DATA TO PROCESS below:

PR #73, opened 2025-07-01
Fix Spaces issue

abidlabs:
Deploying to new Spaces didn't work if just the `space_id` without the username was specified because the wrong `space_id` was being set as the `url` which meant the Client was never able to connect. 

Test by running: `examples/deploy-on-spaces.py`

Now that we support fine-grained tokens, I'll try to add an e2e test that actually deploys Trackio to Spaces and confirms that the data has been successfully logged.

### DIFF
--- a/examples/persist-dataset.py
+++ b/examples/persist-dataset.py
@@ -1,57 +1,87 @@
+import math
 import random
 import time
 
-from tqdm import tqdm
-
 import trackio as wandb
 
-wandb.init(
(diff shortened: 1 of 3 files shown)


znation (approved):
Thanks for fixing that! LGTM

abidlabs:
Thanks @znation! I'll actually merge this in and add the e2e test on spaces later

PR #75, opened 2025-07-02
Include the Manifest.ini file within pyproject.toml

ParagEkbote:
We can include the manifest.ini file into pyproject.toml without any breaking changes, leading to one less config file. I've tested the command with `hatch build` and confirmed its working.

Could you please review?

cc: @abidlabs


abidlabs:
Thanks @ParagEkbote, I'm OK with this change.

Issue #76, opened 2025-07-02
update y-lim when we filter on a plot


NouamaneTazi:
In the image below, after filtering grad_norm the y scale still goes until 8
Would be nice to adjust it automatically to the values shown
<img width="1512" alt="Image" src="https://github.com/user-attachments/assets/3d9368ee-eebe-48f9-b5bb-38a0cc74e5e2" />

abidlabs:
Should be closed via https://github.com/gradio-app/trackio/pull/77

PR #77, opened 2025-07-02
Downsample in the backend for better performance

aliabid94:
Right now, trackio gets quite glitchy at 100k+ steps because of all the data being sent back and forth. This should improve performance by downsampling on the backend.

### DIFF
--- a/trackio/ui.py
+++ b/trackio/ui.py
@@ -10,10 +10,10 @@ HfApi = hf.HfApi()
 
 try:
     from trackio.sqlite_storage import SQLiteStorage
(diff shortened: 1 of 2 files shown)


abidlabs:
Does this fix https://github.com/gradio-app/trackio/issues/76 btw?

abidlabs (approved):
discussed with @aliabid94 and this seems like a good perf improvement that will improve intial load time as well as time for zoom-ins etc.

@NouamaneTazi could you test to see if it fixes the y lim issue you saw

PR #81, opened 2025-07-11
Fixing some nits

abidlabs:


abidlabs:
Going to merge these in as they are very minor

End of DATA TO PROCESS.

PROBLEM: Copying begins at the line that holds "Thanks @ParagEkbote, I'm OK with this change." and ends at the last line of the data above, with both included and each line kept exactly.

WRITTEN ANSWER:
Thanks @ParagEkbote, I'm OK with this change.

Issue #76, opened 2025-07-02
update y-lim when we filter on a plot


NouamaneTazi:
In the image below, after filtering grad_norm the y scale still goes until 8
Would be nice to adjust it automatically to the values shown
<img width="1512" alt="Image" src="https://github.com/user-attachments/assets/3d9368ee-eebe-48f9-b5bb-38a0cc74e5e2" />

abidlabs:
Should be closed via https://github.com/gradio-app/trackio/pull/77

PR #77, opened 2025-07-02
Downsample in the backend for better performance

aliabid94:
Right now, trackio gets quite glitchy at 100k+ steps because of all the data being sent back and forth. This should improve performance by downsampling on the backend.

### DIFF
--- a/trackio/ui.py
+++ b/trackio/ui.py
@@ -10,10 +10,10 @@ HfApi = hf.HfApi()
 
 try:
     from trackio.sqlite_storage import SQLiteStorage
(diff shortened: 1 of 2 files shown)


abidlabs:
Does this fix https://github.com/gradio-app/trackio/issues/76 btw?

abidlabs (approved):
discussed with @aliabid94 and this seems like a good perf improvement that will improve intial load time as well as time for zoom-ins etc.

@NouamaneTazi could you test to see if it fixes the y lim issue you saw

PR #81, opened 2025-07-11
Fixing some nits

abidlabs:


abidlabs:
Going to merge these in as they are very minor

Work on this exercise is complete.